Phase 6 — Verify the harness yourself

Do this now, with your own tools. Do not delegate it to the user:

1. Run score.sh on dev — it must produce a number.
2. Calibrate: score one known-good and one known-bad output. The scorer must separate them decisively. A broken scorer optimizes noise.
3. Run probe.sh and status.sh once each.
4. Blinding check: from the optimizer's working directory, try to read the holdout answers. If you can, the agent can.
5. Trip the lint deliberately — plant an eval literal, confirm the score voids WITHOUT naming it, then remove the plant.

Phase 7 — Red-team your draft

Before emitting, simulate the laziest possible agent against your draft /goal: what is the five-minute win? Common ones: seed data that mirrors the eval, mining per-item miss feedback into a keyword lookup table, gaming a judge, editing the scorer or the goal itself, declaring victory on the dev set. Patch the draft and simulate again. Emit only when three consecutive simulations find nothing cheaper than doing the real work.

Phase 8 — Emit goal.md

Fill the structure in references/goal-template.md. Every placeholder gets a task-specific value; no section is dropped. Invariants the emitted goal.md must keep regardless of task: the Stage 0 tests-green gate, VOID semantics, holdout-only acceptance, the read-only set including goal.md itself, the per-cycle checkpoint commit, the entropy rules, and the stop conditions.
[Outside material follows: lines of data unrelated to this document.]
Issue #172, opened 2026-06-14
tech-debt(test): tighten tautological test_default_cap_equivalent_to_exhaustive_on_slice (da#160 follow-up)


parametrization:
## Source
TechDebt item recorded by Alejandra Reyes-Fuentes in her Approved verdict on PR #170 (da#160 PARALLEL_OF). Non-blocking; approval stands.

## Issue
`test_default_cap_equivalent_to_exhaustive_on_slice` is tautological: both `detect_parallels` calls write the same fixed `parallel_links.parquet`, so reading both paths after the second run compares the exhaustive result to itself (p1==p2 is the same path). It does not actually prove blocked==exhaustive.

The real equivalence guard already lives in the sibling `cap=10` test (which captures the blocked set as a value before the overwrite). Test-tightening follow-up only.

## Fix
Capture the first run's output to a distinct value/path before the second run overwrites, then compare — OR remove as redundant with the cap=10 sibling test.

## Acceptance
- [ ] The equivalence test compares two genuinely distinct computed results (or is removed as redundant).

parametrization:
Requestor: Fatima Okonkwo
Requestee: Oyunbileg Batbayar
RequestOrReplied: Request

**Wave 5 Kickoff — Phase 5**

This issue is assigned to you for p5-wave-5.
- Peer reviewer: Nikolaos Papadopoulos
- Secondary reviewer: Kavitha Sundaramurthy
- Branch from: `deployments/phase-5/wave-5`
- Branch naming: `{FirstInitial}.{LastName}/{IIII}-{issue-slug}`
- Priority: tech-debt (per charter § Wave Planning & Priority)

Please begin implementation.

PR #185, opened 2026-06-17
test(resolve): tighten tautological cap-equivalence test (da#172)

parametrization:
## Summary

Tightens the tautological `test_default_cap_equivalent_to_exhaustive_on_slice` (da#160 follow-up, tech-debt recorded in Alejandra Reyes-Fuentes' Approved verdict on PR #170).

The test read `parallel_links.parquet` twice **after** both `detect_parallels` runs had completed. Both runs write to and return the **same** `staging/parallel_links.parquet`, so the second (exhaustive) run overwrote the default run's output — the assertion compared the exhaustive result to itself and would pass even if the default-config run regressed.

## Fix

Capture each run's pair set as a value **before** the next call overwrites the shared artifact (mirroring the sibling `test_emits_edges_and_matches_exhaustive_scan` idiom), and anchor both to the independently computed `expected` intra-cluster set returned by `_build_corpus`.

## Verification (non-tautological)

- All 897 non-integration tests pass on correct code.
- Temporarily lowering `_DEFAULT_MAX_BLOCK_DF` to `1` (simulated default-cap regression) makes the tightened test **FAIL** — default run yields 0 pairs vs exhaustive's 4, so `default_pairs` diverges from both `expected` and `exhaustive_pairs`. The old read-twice form would still have passed under that regression.
- Production-realistic corpus retained (no fixture-masking, main#671).
- ruff format/lint clean; CI mypy scope (`src/` only) unaffected.

## Acceptance

- [x] The equivalence test compares two genuinely distinct computed results.

Closes #172

Reviewers: Nikolaos Papadopoulos, Kavitha Sundaramurthy

### DIFF
--- a/tests/test_resolve/test_parallels.py
+++ b/tests/test_resolve/test_parallels.py
@@ -308,15 +308,27 @@ class TestProductionShapedCorpus:
         assert _pair_set(exhaustive) == blocked_pairs
 
     def test_default_cap_equivalent_to_exhaustive_on_slice(self, tmp_path: Path) -> None:
-        # Below the default cap every token stays eligible, so the default-config
-        # run is bit-for-bit the exhaustive scan (loaded-slice / CI guarantee).
+        # On a loaded slice no larger than the default cap every token's df stays
+        # under the cap, so the default-config run must recover the SAME pair set
+        # as the exhaustive (cap-above-corpus) scan (loaded-slice / CI guarantee).
         staging = tmp_path / "staging"
         staging.mkdir()
-        self._build_corpus(staging, clusters=4, per_cluster=2, distractors=20)
-        default_run = detect_parallels(staging, threshold=0.5)
-        exhaustive = detect_parallels(staging, threshold=0.5, max_block_df=100_000)
-        assert _pair_set(default_run) == _pair_set(exhaustive)
-        assert len(_pair_set(default_run)) == 4  # C(2,2) * 4 clusters
+        expected = self._build_corpus(staging, clusters=4, per_cluster=2, distractors=20)
+
+        # Capture each run's pair set as a value BEFORE the next call overwrites the
+        # shared parallel_links.parquet. Both detect_parallels calls return the same
+        # path, so reading both paths only after the second run would compare the
+        # exhaustive result to itself rather than to the default run (da#172).
+        default_pairs = _pair_set(detect_parallels(staging, threshold=0.5))
+        exhaustive_pairs = _pair_set(detect_parallels(staging, threshold=0.5, max_block_df=100_000))
+
+        # The default cap loses none of the real intra-cluster pairs relative to the
+        # exhaustive scan: C(2,2) * 4 clusters = 4. Anchoring to the independently
+        # computed expected set means a default-config regression that drops pairs
+        # makes default_pairs diverge from BOTH expected and exhaustive_pairs.
+        assert default_pairs == expected
+        assert default_pairs == exhaustive_pairs
+        assert len(default_pairs) == 4
 
     def test_corpus_with_no_pairs_warns(self, tmp_path: Path) -> None:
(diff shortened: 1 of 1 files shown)


parametrization:
Requestee: Oyunbileg Batbayar
RequestOrReplied: Approved
TechDebt: none

Reviewed the diff at head plus the `_build_corpus` helper.

The tautology is genuinely removed. The old form read `parallel_links.parquet` for both runs only after both `detect_parallels` calls had finished, and since both write the same shared path, the second (exhaustive) run had already overwritten the first — so the assertion compared the exhaustive result to itself and would pass through a default-config regression. The fix captures `default_pairs` and `exhaustive_pairs` as values immediately after each call, before the next overwrites the artifact, which is the right idiom and matches the sibling `test_emits_edges_and_matches_exhaustive_scan`.

The anchor is real, which is what makes this non-tautological rather than just rearranged. I confirmed `_build_corpus` returns a `set[tuple[str, str]]` of intra-cluster pairs constructed directly from the cluster ids — independent of any `detect_parallels` output. Asserting `default_pairs == expected` AND `default_pairs == exhaustive_pairs` means a default-cap regression that drops pairs diverges from both anchors, so the test fails. The regression-injection check in the PR body (`_DEFAULT_MAX_BLOCK_DF` lowered to 1 yields 0 default pairs vs 4 exhaustive and fails the test) demonstrates exactly that, and the old read-twice form would have stayed green under it.

The production-realistic corpus is retained (high-df scaffold tokens plus distractors and real clusters), so this satisfies the fixture-realism rule rather than shrinking to a toy. CI is green across lint/type/test/integration/sync-drift, and the change is test-only.

No blockers. Approving.

parametrization:
Requestee: Oyunbileg Batbayar
RequestOrReplied: Approved
TechDebt: none

Reviewed at HEAD 19439bb (tests/test_resolve/test_parallels.py), read-only via gh api contents — no checkout in a shared tree. CI green across Lint, Type Check, Test, Integration, and the sync-drift gate.

Non-tautology — fixed correctly. The original compared `_pair_set(default_run)` to `_pair_set(exhaustive)` only AFTER both detect_parallels calls ran, but both return the same shared parallel_links.parquet, so the second run had overwritten the first and the assertion compared the exhaustive output to itself. The new code reads each run's output into a value (`default_pairs = _pair_set(detect_parallels(...))`) BEFORE the exhaustive run overwrites the file, so the two sides are now genuinely distinct computations. The inline comment names the overwrite hazard precisely.

Independently-computed expected set — correct. `_build_corpus` now returns `expected`, enumerated structurally from the corpus layout (sorted ids, C(per_cluster,2) per cluster), with no dependency on detect_parallels — a real oracle. For clusters=4/per_cluster=2 that is 4 pairs, matching the `len == 4` check. The triple assertion (default_pairs == expected, default_pairs == exhaustive_pairs, len == 4) means a default-config regression that drops pairs diverges from BOTH the oracle and the exhaustive scan, which is exactly the strengthening da#172 wanted.

No flakiness — the corpus is fully deterministic (fixed vocabulary and ids, no randomness); distractors carry distinct tokens so no accidental pair clears threshold 0.5, and the intra-cluster pairs share cluster-local tokens with df well under any cap, so default and exhaustive recover the identical set regardless of whether the shared scaffold is capped. Pair-tuple ordering (a,b in sorted-id order) is already validated by the sibling exhaustive-vs-blocked test, so the set comparison is stable.

One context note, non-blocking — this slice (28 hadiths) sits below the default cap, so the default-vs-exhaustive equivalence here is the small-slice/CI guarantee; the stronger blocking-with-capping vs exhaustive equivalence is carried by the sibling test_emits_edges_and_matches_exhaustive_scan (cap=10). The division of coverage is sound.

Approving — a real tautology removed and replaced with an oracle-anchored, deterministic equivalence check.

Phase 9 — Pre-flight (the two things only the human can do)

Everything else was verified in Phase 6. Tell the user:

1. Use a disposable API key with a provider-side spend limit.
2. Babysit cycle 1. Watch what the agent touches and confirm it uses the instruments. Then go to bed.
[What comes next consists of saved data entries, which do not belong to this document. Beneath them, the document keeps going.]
Issue #177, opened 2026-06-16
Riyad as-Salihin: complete to ~1,896 or drop the 47-hadith fragment


parametrization:
## Goal
Resolve the Riyad as-Salihin fragment: only **47 of ~1,896** hadiths are on staging (legacy da#73/PR#76 scraper fragment). da#167 acceptance item 3.

## Scope (owner decision needed at most — small)
Either complete the Riyad as-Salihin scrape/load to ~1,896 **or** drop the 47-hadith fragment if it's not worth completing pre-launch.

## Acceptance
- Riyad as-Salihin is either complete on staging OR explicitly removed (no half-corpus on prod).

parametrization:
Requestor: Fatima Okonkwo
Requestee: Ivana Horvat
RequestOrReplied: Request

**Wave 5 Kickoff — Phase 5**

This issue is assigned to you for p5-wave-5.
- Peer reviewer: Kavitha Sundaramurthy
- Secondary reviewer: Oyunbileg Batbayar
- Branch from: `deployments/phase-5/wave-5`
- Branch naming: `{FirstInitial}.{LastName}/{IIII}-{issue-slug}`
- Priority: feature (per charter § Wave Planning & Priority)

Please begin implementation.

PR #187, opened 2026-06-17
fix(sunnah_scraper): complete Riyad as-Salihin to 1,896 — enumerate named book segments (da#177)

parametrization:
## da#177 — Riyad as-Salihin: COMPLETE to 1,896 (decision: complete, not drop)

**Decision: complete.** sunnah.com is reachable and the full corpus parses cleanly, so per the wave's full-corpus goal I completed the collection rather than dropping the fragment.

### Root cause of the 47-fragment
The fragment was never a data-availability problem — it was a scraper enumeration bug. `_get_book_numbers` kept only **digit-only** URL segments, so sunnah.com's *named* first book `/riyadussalihin/introduction` ("The Book of Miscellany") was silently dropped. That book holds **679 of the 1,896** hadiths (the famous "actions are by intentions" is in it). The enumerator topped out at 1,217 (books 1–19); the legacy da#73 first-light then loaded only book 1 (47), which is the fragment that reached staging.

`679 (introduction) + 1,217 (books 1–19) = 1,896` ✓

### Code
- `_get_book_numbers` → `list[int | str]`: numeric books (sorted ints) **plus** named segments (introduction) as strings, ordered first. Folds `#anchor`/`?query` variants (e.g. hisn `introduction#C0.00`) and skips multi-component / home / empty hrefs.
- `_scrape_book_page` accepts a named URL segment and derives an int `book_key` (named → 0) for chapter numbering + the per-row `book_number` fallback. Introduction hadiths have no "Book N" in-book ref, so `hadith_number` falls back to the collection-wide reference (1–679), keeping every `source_id` unique.
- `run_slice.py --all-books`: reproducible full-collection live scrape (the path used here); added to the runbook examples.
- The fix is general (hisn / mishkat also have an `introduction`; shamail an `8b`) — a correctness win for the prod-cutover full corpus — but **only riyadussalihin was loaded** for this issue.

### Tests (no fixture-masking, main#671)
- `test_real_index_markup_includes_introduction` — a **real captured sunnah.com index** fixture asserts `introduction` is enumerated, named-first, alongside /1..19 (the exact axis the bug lived on).
- anchor-fold / subpath-skip unit coverage; named-segment scrape keying.
- opt-in live leg `TestRiyadussalihinLiveUpstream` (`RUN_LIVE_SUNNAH_SCRAPE=1`) asserts the real scrape reaches ≥1,890 with Arabic+English text and non-null numbers.
- Full local suite: **945 passed, 7 skipped** (Docker integration incl. the scraper multicollection test ran green). ruff + `mypy src/` clean.

### Data quality
Full scrape: **1,896 hadiths, 1,896 distinct source_ids, 0 collisions.** Strict staging validation passes every data-quality check (Arabic coverage 100%). `grade` is null because sunnah.com publishes no inline grade for this collection (nullable field, verified 0 grade markup on the pages). The only strict miss is a `row_count` drift vs the multi-collection `sunnah_scraped` baseline (10,028) — expected when validating one collection, not a defect.

### Staging load (via the da#174 reusable loader image, not a divergent loader)
1. Deleted the stale 47-fragment (its node ids ended `:0` — loaded pre-in-book-ordinal — so they would NOT have MERGE-coalesced and would have left duplicates).
2. Shipped the riyad parquet and ran `noorinalabs-graph-load:da174 load --skip-validation` on `noorinalabs_backend`.

Read-back on staging:
- `riyadussalihin` Hadith nodes = **1,896**
- `APPEARS_IN` edges = **1,896** (0 missing endpoints)
- `source_corpus='sunnah'` total = **1,896**, distinct ids = 1,896, **stale `:0` suffix = 0**
- admin sources unaffected (9 source_corpus values)

End state: **complete on staging, no fragment, no duplicates.**

Reviewers: @Kavitha-Sundaramurthy @Oyunbileg-Batbayar

Closes #177

### DIFF
--- a/scripts/first_light/run_slice.py
+++ b/scripts/first_light/run_slice.py
@@ -32,6 +32,10 @@ Examples
 
     # Live re-scrape riyadussalihin book 1, then load
     uv run python scripts/first_light/run_slice.py --live --collection riyadussalihin --book 1
+
+    # Complete a whole collection live (every book incl. the introduction) and
+    # load it — da#177 used this to take riyadussalihin to its full 1,896.
+    uv run python scripts/first_light/run_slice.py --live --all-books --collection riyadussalihin
 """
 
 from __future__ import annotations
@@ -80,6 +84,35 @@ def _acquire_live(raw_dir: Path, collection: str, book: int) -> Path:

Patch mode — when the loop cheats anyway

A cheat mid-run is a bug in the target, not the agent. When invoked against a running or paused loop (the user reports a cheat, or LOG.md / a probe gap shows one):

1. Read LOG.md, the score history, and the diff since the last honest checkpoint.
2. Identify the open path: which feedback channel leaked, which artifact had spare capacity, which constraint lacked an instrument.
3. Patch the loss function, not the agent's code: widen the eval, cap the artifact, cut feedback resolution, add the missing lint.
4. Append the exhibit to references/cheat-museum.md — what it looked like → the fence that closed it.
5. Re-verify the harness (Phase 6), revert eval-shaped artifacts the cheat produced, and resume the loop from the last honest checkpoint.